So a few months ago when I rebuilt my primary Linux box based on the "$500 gaming rig", I plunked down $250 for an nVidia 8800GT. Unfortunately, the current 173 drivers don't seem to be able to perform anywhere near the level of even 7000-series nVidia cards under Linux. See this post:
http://www.nvnews.net/vbulletin/showthread.php?t=115916
The nvidia-settings -a InitialPixmapPlacement=2 -a GlyphCache=1 trick does do a lot to temporarily fix 2D performance. I'm starting to consider plunking down another couple hundred $ for a windows gaming box to put the 8800GT into for the time being, and getting a cheap PCIe card for my Linux box instead... but I'm not terribly excited about spending that kind of money just for entertainment value.

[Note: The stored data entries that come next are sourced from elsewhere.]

PR #6676, opened 2018-03-27
Set default metricsets in vsphere module

jsoriano:
See #6668

### DIFF
--- a/metricbeat/metricbeat.reference.yml
+++ b/metricbeat/metricbeat.reference.yml
@@ -477,6 +477,7 @@ metricbeat.modules:
 
 #------------------------------- vSphere Module ------------------------------
 - module: vsphere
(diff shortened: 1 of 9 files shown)


metricbeat/metricbeat.reference.yml
```diff
@@ -477,7 +477,6 @@ metricbeat.modules:
 
 #------------------------------- vSphere Module ------------------------------
 - module: vsphere
-  metricsets: ["datastore", "host", "virtualmachine"]
```
ruflin: We should keep all metricsets in the reference file and also add `enabled: true`.

I assume there is no `config.reference.yml` in vshpere so we probably have to add one.

jsoriano:
`config.reference.yml` added and docs updated

PR #6680, opened 2018-03-27
Reduce memory usage of http parser

### LINKED ISSUE #6679: http parser should not buffer the complete request and response in memory
Users have reported that the performance of packetbeat is poor when dealing with HTTP requests and responses with large bodies.

After a quick analysis of the HTTP parser it has been identified the case where the parser keeps the whole request and response (including bodies) in memory, even when it is not necessary.

adriansr:
This patch updates the http protocol parser in packetbeat to not buffer the full request/response.

Body is only buffered when neccessary, i.e. the `include_body_for` option specifies that the body should be included in the event, or a request body of type form-urlencoded is sent.

Fixes #6679


packetbeat/protos/http/http.go
```diff
@@ -514,6 +512,15 @@ func (http *httpPlugin) newTransaction(requ, resp *message) beat.Event {
 	}
 }
 
+func (http *httpPlugin) getRaw(m *message) []byte {
```
urso: maybe rename this to `buildRawMessage` or `makeRawMessage`. Quite some allocation and copying is happening here.

packetbeat/protos/http/http.go
```diff
@@ -583,82 +589,42 @@ func parseCookieValue(raw string) string {
...
 	authText := []byte("uthorization:") // [aA] case insensitive, also catches Proxy-Authorization:
 
-	authHeaderStartX := m.headerOffset
-	authHeaderEndX := m.bodyOffset
+	authHeaderStartX := bytes.Index(msg, constCRLF)
+	if authHeaderStartX < 0 {
+		return
+	}
+	authHeaderStartX += len(constCRLF)
+	authHeaderEndX := limit
```
urso: why remove the `header/bodyOffset` in favour of bytes.Index? They still seem to be usefull when postprocessing messages.

packetbeat/protos/http/http_parser.go
```diff
@@ -375,28 +379,39 @@ func (parser *parser) parseHeader(m *message, data []byte) (bool, bool, int) {
...
 		// HTTP/1.0 no content length. Add until the end of the connection
 		if isDebug {
-			debugf("http conn close, received %d", len(s.data)-s.parseOffset)
+			debugf("http conn close, received %d", len(s.data))
 		}
-		s.bodyReceived += (len(s.data) - s.parseOffset)
-		m.contentLength += (len(s.data) - s.parseOffset)
-		s.parseOffset = len(s.data)
+		if m.saveBody {
+			m.body = append(m.body, s.data...)
```
urso: Is there a chance `len(body) > http header content length` after this append? E.g. another HTTP message starting right after the current one due to HTTP keep-alive/pipelining.

urso:
It's a many small, but subtle changes. Most notable is the removal of parseOffset in favour of accessing s.data directly. Can you add a short comment to the PR description why it's removed and how this changes parsing (I guess the s.data slice is always advanced by number of consumed bytes).

packetbeat/protos/http/http.go
adriansr: Removal of headerOffset was a mistake. bodyOffset is unnecessary as the headers and body are now stored in the different slices.

packetbeat/protos/http/http_parser.go
adriansr: Not in this particular append, as it is only called in the particular case where the length is not known and connection is `close` or http/1.0 is used, which rules out keep-alive/pipelining.

packetbeat/protos/http/http.go
```diff
@@ -514,6 +512,16 @@ func (http *httpPlugin) newTransaction(requ, resp *message) beat.Event {
 	}
 }
 
+func (http *httpPlugin) makeRawMessage(m *message) string {
+	var result []byte
+	result = append(result, m.rawHeaders...)
+	if m.sendBody {
+		result = append(result, m.body...)
+	}
+	// TODO: (go1.10) Use strings.Builder to avoid allocation/copying
```
urso: We have a followup github issue?

PR #6682, opened 2018-03-28
Set all ceph metrics as default in metricbeat module

ruflin:


metricbeat/module/ceph/_meta/config.reference.yml
```diff
@@ -0,0 +1,5 @@
+- module: ceph
+  metricsets: ["cluster_disk", "cluster_health", "monitor_health", "pool_disk", "osd_tree"]
```
jsoriano: This is another example of module where we may want different default periods for different metricsets.

ruflin: good point, let me look into this. I also realised one of the metricsets is experimental so not all of them should be here (or I should set it to beta).

ruflin:
I adjusted the defaults so the disk metrics are only reported every minute. I skipped osd_df for now as this metricset needs some cleanup before going into beta.

PR #6686, opened 2018-03-28
Add dashboard check to metricbeat module overview

ruflin:
On discuss we frequently get asked if there are dashboards for a module. This adds a column with a checkbox if there are dashboards for a module.

It only checks if there is a Kibana directory.

Below is a screenshot on how it looks at the moment. Instead of yes/no I would like to have something like a checkbox. @dedemorton What would you recommend to be used here?

screen shot 2018-03-28 at 16 32 46


metricbeat/scripts/docs_collector.py
```diff
@@ -177,17 +178,21 @@ def collect(beat_name):
...
 
         release_label = ""
         if m["release"] != "ga":
             release_label = m["release"] + "[]"
 
-        module_list_output += '|{} {}   |{}    \n'.format("<<metricbeat-module-" +
-                                                          key + "," + m["title"] + ">> ", release_label, "")
+        dashboards = "no"
+        if m["dashboards"]:
+            dashboards = "yes"
```
jsoriano: `dashboards = "yes" if m["dashboards"] else "no"`?

ruflin: Works for me. I will wait with the change until we get some feedback from @dedemorton on if we could use something else then yes/no like a checkmark / emoji. 

Added the `in progress` label.

ruflin:
Thanks @dedemorton for the details. I tried it out and it now looks like this. WDYT?

screen shot 2018-04-04 at 22 26 50

dedemorton:
@ruflin IMO, the check marks look better than yes/no... I don't like that users need to scan across a whole column to see info that applies to the module. You *could* change the order of cols...but I'm not sure it's worth your time. But here's a mockup (used a graphics editor) to show you what I mean: 

image

ruflin:
@dedemorton I changed it accordingly. The table makes much more sense like this. Thanks for taking the time to build all these mockups.

ruflin:
@dedemorton @jsoriano Ready to go.

dedemorton:
@ruflin LGTM. I think it's OK as is, but wasn't expecting the row borders between the metricsets to appear only in the metricsets column. However I recall from when we first created the table that we had to compromise a bit in terms of layout because we are building the table programmatically. I think it looks fine and is completely readable as it is now.

ruflin:
@dedemorton No tradeoffs have to be made here. I followed up with https://github.com/elastic/beats/pull/6788

PR #6687, opened 2018-03-28
Add hex decoding to name field in audit path records

andrewkroh:
This updates go-libaudit to v0.1.0 which contains a fix for elastic/go-libaudit#20.


ruflin:
@andrewkroh Probably needs a make update for the NOTICE file.

PR #6688, opened 2018-03-28
Set default metricset for uwsgi module

jsoriano:
See #6668

### DIFF
--- a/metricbeat/module/uwsgi/_meta/config.yml
+++ b/metricbeat/module/uwsgi/_meta/config.yml
@@ -1,4 +1,2 @@
 - module: uwsgi
-  metricsets: ["status"]
-  period: 10s
   hosts: ["tcp://127.0.0.1:9191"]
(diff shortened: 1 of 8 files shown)


metricbeat/module/uwsgi/_meta/config.yml
```diff
@@ -1,4 +1 @@
 - module: uwsgi
-  metricsets: ["status"]
-  period: 10s
-  hosts: ["tcp://127.0.0.1:9191"]
```
ruflin: did you remove the host intentionally? Our `config.yml` gets shorter and short. There could be arguments to also remove the hosts part. @andrewkroh ?

jsoriano: I was thinking that this was the default, I was wrong :) I'll readd the `host` entry.

jsoriano: Well, in the documentation it says this is the default, but I cannot find it in the code, I'm going to take a look to this so doc and code are aligned.

jsoriano: I have readded the `host` entry, and rephrashed doc to mention `tcp://127.0.0.1:9191` as example instead of default.

PR #6689, opened 2018-03-28
Set default metricsets for system module

jsoriano:
See #6668 

Set as default metricset the ones that appear in example configuration enabled and don't require further configuration.

### DIFF
--- a/metricbeat/docs/modules/system.asciidoc
+++ b/metricbeat/docs/modules/system.asciidoc
@@ -8,6 +8,9 @@ This file is generated! See scripts/docs_collector.py
 The System module allows you to monitor your servers. Because the System module
 always applies to the local server, the `hosts` config option is not needed.
 
+The default metricsets are `cpu`, `load`, `memory`, `network`, `process` and
+`process_summary`.
+
 [float]
 === Dashboard
 
@@ -26,21 +29,15 @@ in <<configuration-metricbeat>>. Here is an example configuration:
 ----
 metricbeat.modules:
 - module: system
-  period: 10s
-  metricsets:
-    - cpu
-    - load
-    - memory
-    - network
-    - process
-    - process_summary
-    #- core
-    #- diskio
-    #- socket
-  processes: ['.*']
   process.include_top_n:
     by_cpu: 5      # include top 5 processes by CPU
     by_memory: 5   # include top 5 processes by memory
+
+#- module: system
+#  metricsets:
+#    - core
+#    - diskio
+#    - socket
 
 - module: system
   period: 1m
@@ -55,6 +52,12 @@ metricbeat.modules:
   period: 15m
   metricsets:
     - uptime
+
+#- module: system
+#  period: 5m
+#  metricsets:
+#    - raid
+#  raid.mount_point: '/'
 ----
 
 [float]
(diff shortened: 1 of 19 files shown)


metricbeat/docs/modules/system.asciidoc
```diff
@@ -55,6 +47,16 @@ metricbeat.modules:
   period: 15m
   metricsets:
     - uptime
+    #- core
```
ruflin: We probably can remove this and the following lines from the `config.yml`. Or would you keep them in the advertise the others?

metricbeat/metricbeat.reference.yml
```diff
@@ -106,6 +107,9 @@ metricbeat.modules:
   # to false.
   #process.include_cpu_ticks: false
 
+  # Raid mount point to monitor
+  #raid.mount_point: '/'
```
ruflin: Thanks for completing this.

metricbeat/docs/modules/system.asciidoc
jsoriano: Yes, I though it could be fine to leave them for visibility. I could also leave them in another commented-out module block.

jsoriano: I have finally added another commented-out module block for these non-default metricsets.

jsoriano:
Fixed a typo that broke compilation, and another one in the documentation.

metricbeat/module/system/_meta/config.yml
```diff
@@ -28,3 +23,9 @@
   period: 15m
   metricsets:
     - uptime
+
+# - module: system
```
ruflin: Nit: There is a space after # which we normally don't have except for comments.

metricbeat/module/system/_meta/config.yml
```diff
@@ -1,20 +1,15 @@
...
-    #- core
-    #- diskio
-    #- socket
-  processes: ['.*']
+  # processes: ['.*']
   process.include_top_n:
     by_cpu: 5      # include top 5 processes by CPU
     by_memory: 5   # include top 5 processes by memory
 
+#- module: system
```
ruflin: Not sure if the indentation is correct if the `#` is removed here. It should be 2 spaces before the `#`.

metricbeat/module/system/_meta/config.yml
jsoriano: Ok, fixed.

metricbeat/module/system/_meta/config.yml
jsoriano: I think identation is correct, if the `#` is removed it stays at the same level as other blocks.

ruflin: ah, you are right.

metricbeat/module/system/_meta/config.yml
```diff
@@ -1,20 +1,15 @@
...
-    - load
-    - memory
-    - network
-    - process
-    - process_summary
-    #- core
-    #- diskio
-    #- socket
-  processes: ['.*']
+  # processes: ['.*']
```
ruflin: Two thins here: 

* It seemed we changed the default here from having `processes` filter enabled to disabled
* If it is commented out, the space after the `#` should be removed.

I would keep the previous config if possible.

jsoriano: I commented it out because this value is already the default one, I could remove it as it is already in the reference config.

ruflin: Let's remove it.

jsoriano: Ok, done.

PR #6691, opened 2018-03-28
allow forcing dynamic object type mapping

graphaelli:
Currently dynamic mappings are tolerant of unexpected data types.  For example, this definition:
```
- name: test
    type: object
    object_type: long
    dynamic: true
```

produces this dynamic template:
```
"test": {
  "path_match": "test.*",
  "match_mapping_type": "long",
  "mapping": {
    "type": "long"
  }
}
```

If the first value seen is a string, say indexing this document:
```
"test": {
      "somelong": 16,
      "somestring": "foo"
}
```

the resulting mapping is actually:
```
"test": {
  "dynamic": "true",
  "properties": {
    "test": {
      "properties": {
        "somelong": {
          "type": "long"
        },
        "somestring": {
          "type": "keyword",
          "ignore_above": 1024
        }
      }
    }
  }
}
```

In apm-server, data is already validated before being sent along to elasticsearch, so barring a bug, a string will not be sent where a long is required.  This change allows forcing the data for a dynamic field to be a specific type via field config, eg for:

```
- name: test
    type: object
    object_type: long
    object_type_mapping_type: "*"
    dynamic: true
```

The resulting dynamic template would be:

```
"test": {
  "path_match": "test.*",
  "match_mapping_type": "*",
  "mapping": {
    "type": "long"
  }
}
```

Any value that can't be mapped to `long` will result in an indexing error.  Continuing this example:
```
"error": {
  "root_cause": [
    {
      "type": "mapper_parsing_exception",
       "reason": "failed to parse [test.somestring]"
    }
  ]
}
```

### DIFF
--- a/CHANGELOG.asciidoc
+++ b/CHANGELOG.asciidoc
@@ -25,6 +25,7 @@ https://github.com/elastic/beats/compare/v6.0.0-beta2...master[Check the HEAD di
 - Add logging when monitoring cannot connect to Elasticsearch. {pull}6365[6365]
 - Rename beat.cpu.*.time metrics to beat.cpu.*.time.ms. {pull}6449[6449]
 - Mark `system.syslog.message` and `system.auth.message` as `text` instead of `keyword`. {pull}6589[6589]
+- Allow override of dynamic template `match_mapping_type` for fields with object_type. {pull}6691[6691]
 
 *Auditbeat*
 
--- a/libbeat/common/field.go
+++ b/libbeat/common/field.go
@@ -17,22 +17,23 @@ import (
 type Fields []Field
 
 type Field struct {
-	Name           string      `config:"name"`
-	Type           string      `config:"type"`
-	Description    string      `config:"description"`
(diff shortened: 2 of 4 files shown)


ruflin:
Should we introduce a config `match_mapping_type` instead to be closer to the naming in Elasticsearch. Instead of setting the force config it would allow to set the type that it should actually map, also `*`.

Can you add a CHANGELOG?

For the PR description it would be nice if it would also contain the new functionality not only the way it works now which would make it easy to compare the two without having to go into the code.

graphaelli:
> Should we introduce a config match_mapping_type instead to be closer to the naming in Elasticsearch. Instead of setting the force config it would allow to set the type that it should actually map, also *.

Works for me, is that your preference then?

> Can you add a CHANGELOG?

Will do once this is takes shape.

> For the PR description it would be nice if it would also contain the new functionality not only the way it works now which would make it easy to compare the two without having to go into the code.

Hey, I thought the original description was pretty good!  I'll update for future readers.

PR #19, opened 2020-08-10
CMake changes for custom paths and windows

robe2:
Allow for compiling under windows and custom include paths for jsonc, proj, lwgeom includes.  For some reason doesn't find it in my paths without explicit specifying.
The win32 part is to get around the netcdb.h is missing when compiling under windows.

so my cmake call looks like:

```
	cmake  -G "MSYS Makefiles" \
		-DLWGEOM_INCLUDE_DIR:PATH=${LIBLWGEOM_PATH}/include -DPROJ_INCLUDE_DIR:PATH=${PROJ_PATH}/include \
		-DJSONC_INCLUDE_DIR:PATH=${JSON_PATH}/include \
```

### DIFF
--- a/CMakeLists.txt
+++ b/CMakeLists.txt
@@ -84,6 +84,13 @@ execute_process(COMMAND ${PGCONFIG} --includedir --includedir-server OUTPUT_VARI
 include_directories(${PostgreSQL_ACTUAL_INCLUDE_DIR})
 include_directories("include")
 
+if(WIN32)
+    include_directories(${PostgreSQL_ACTUAL_INCLUDE_DIR}/port/win32)
+    if(MSVC)
+        include_directories(${PostgreSQL_ACTUAL_INCLUDE_DIR}/port/win32_msvc/)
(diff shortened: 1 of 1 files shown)


cvvergara:
I am intrigued with the following:
```
	else()
		MESSAGE(STATUS "LWGEOM not found - compiling without PostGIS support")
		set(WITH_POSTGIS OFF)
	endif ()
endif ()

include("test/scripts/test.cmake")

if (WITH_POSTGIS)
		include("point/point.cmake")
endif ()
```

does it need postgis or not?
```
set(WITH_POSTGIS OFF)
```

estebanzimanyi:
Good point Vicky. At the beginning we though of provided temporal types with or without PostGIS support but this is no longer the case. I will correct this.

robe2:
This one was incomplete.  I created another pull request against develop that uses built-in cmake findPostgreSQL and some windows patches that are used in pgRouting.  Closing this one out to minimize on confusion.

PR #27, opened 2020-09-14
Useful cmake files from pgrouting

### LINKED ISSUE #26: Some useful cmake files
**Locate the issue if applicable**
As a first step to make the CMakeLists build for more OS, add some cmake files that are know to work on other projects specifically on pgRouting.

cvvergara:
Closes #26 
cmake Files from pgRouting repository
pgRouting uses them on the build process, I just brought the ones that I feel will be useful (some might not be but they can be removed later if they are not used)
Yeah, many commits for 7 files, but they have all the history associated with them.

Next steps is to start using them.


dkastl:
What about squash/rebase the PR to have a cleaner Git log?
It would be enough to say "Adds Cmake files from pgRouting" rather than having lots of commits from the original Git history.

cvvergara:
I don't know I would need to check that the names are not lost on the squah

dkastl:
Well, on the other hand, do you really think that so many people have significantly contributed to these Cmake files? Or have they been part of the commit because other files were part of the commit? I'm not sure either.

cvvergara:
Reduced the number of commits, we lost the history,
So thanks to Steve, Anton, Daniel and some others that participated on this files :-)

dkastl:
... or lookup the file history in the pgRouting project, where everything is still present.

cmake/mdb/Version.cmake
```diff
@@ -0,0 +1,34 @@
...
+else()
+    set(PGROUTING_DOC_LINK "https://docs.pgrouting.org/${PGROUTING_LIB_VERSION}/en")
+endif()
+
+
+if (PGROUTING_DEBUG)
+    message(STATUS "PGROUTING_VERSION: ${PGROUTING_VERSION}")
+    message(STATUS "PGROUTING_VERSION_MAJOR: ${PGROUTING_VERSION_MAJOR}")
+    message(STATUS "PGROUTING_VERSION_MINOR: ${PGROUTING_VERSION_MINOR}")
+    message(STATUS "PGROUTING_VERSION_PATCH: ${PGROUTING_VERSION_PATCH}")
```
estebanzimanyi, line 24: Please change all PGROUTING_ by MOBILITYDB_

estebanzimanyi (changes requested):

estebanzimanyi (approved):

cvvergara:
Because I used perl I didnt format to the current .editor config

PR #29, opened 2020-09-18
Optimize lifting functions

estebanzimanyi:


mschoema (changes requested):
Could you initialize lower_eq and upper_eq in function tfunc_tsequence_base_discont1?

mschoema (approved):

PR #31, opened 2020-09-21
Reduce code duplication

estebanzimanyi:


point/include/tpoint_analytics.h
```diff
@@ -0,0 +1,33 @@
...
+#include "tpoint.h"
+
+/*****************************************************************************/
+
+extern Datum tpoint_to_geo(PG_FUNCTION_ARGS);
+extern Datum geo_to_tpoint(PG_FUNCTION_ARGS);
+
+/*****************************************************************************/
+
+#endif
```
mschoema, line 33: Fix analytics.h to correspond to the code in analytics.c

mschoema (approved):

PR #46, opened 2020-11-18
Specify the name of the License in the file headers

mschoema:


mschoema:
Since the SQL files in test/* are not code files but only automated tests, I am not certain that we should add the license headers there, but I could be wrong.
The documentation files are provided under [another license](https://github.com/MobilityDB/MobilityDB#licenses).

mahmsakr:
https://opensource.guide/legal/
"When you make a creative work (such as writing, graphics, or code), that work is under exclusive copyright by default."

So we need to add copyright and license everywhere.
For test/*, because it is code, it should also be PostgreSQL License.
For doc/*, you are right, the copyright is the same, but the license is creative commons

mschoema:
I added license headers too the sql test files.

For the documentation, the license is specified in the [documentation itself](https://docs.mobilitydb.com/MobilityDB/develop/) (after building it from the source files):

> This is the manual for MobilityDB v1.0. The MobilityDB Manual is licensed under a Creative Commons Attribution-Share Alike 3.0 License 3. Feel free to use this material any way you like, but we ask that you attribute credit to the MobilityDB Project and wherever possible, a link back to MobilityDB.

On the [Creative Commons License webpage](https://creativecommons.org/choose/results-one?license_code=by-sa&amp;jurisdiction=&amp;version=3.0&amp;lang=en), this is the only described way to refer to the license. If you believe we need to add something more to the doc/* files, we could do that, but I don't know what and where we need to add it.

mahmsakr:
What concerns the documentation license, it sounds good to me that the license appears in the compiled document.

mschoema:
Could you approve the changes and merge the pull request if you think this is sufficient?

mahmsakr:
It seems that your editor automatically trims excess spaces, causing the diff to detect fake additions/deletions. See for example the diff of  point/test/queries/64_tpoint_aggfuncs.test.sql  in this PR.
It is not a big deal. I could merge the PR like this. Ok for you ?

mschoema:
These white spaces where still there from before we added the editorconfig file. Since I saved all the files again with the new config, the spaces disappeared. I saw the issue this caused no the tests, so I modified the expected files also in the last commit 'Fix headers in sql test files' and all the tests pass, so I think it's ok.

Do you still see a nonzero diff in the last version?

mahmsakr (approved):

Five or so years earlier, I had bought an ATi Radeon 7500 All-in-Wonder sometime just after one of those several times that ATi pledged to commit to open source driver development. That never really panned out, but at least due to the excellent work of the excellent GATOS project, I could at least use the TV tuner and rudimentary OpenGL acceleration (without any FSAA or the like). When ATi finally came out with their proprietary FGLRX drivers, I don't think they included TV tuner drivers, and my aging 7500 fell just short of the cutoff for supported cards anyway.
Anyway, looks like I can't win
:P Hopefully newer nVidia drivers will fix these performance issues with Linux drivers, until then, I can't really recommend 8000 or 9000 series cards to anyone planning on using them for Linux. -
Re:Quick question...
Nvidia does not support PureVideo HD in linux.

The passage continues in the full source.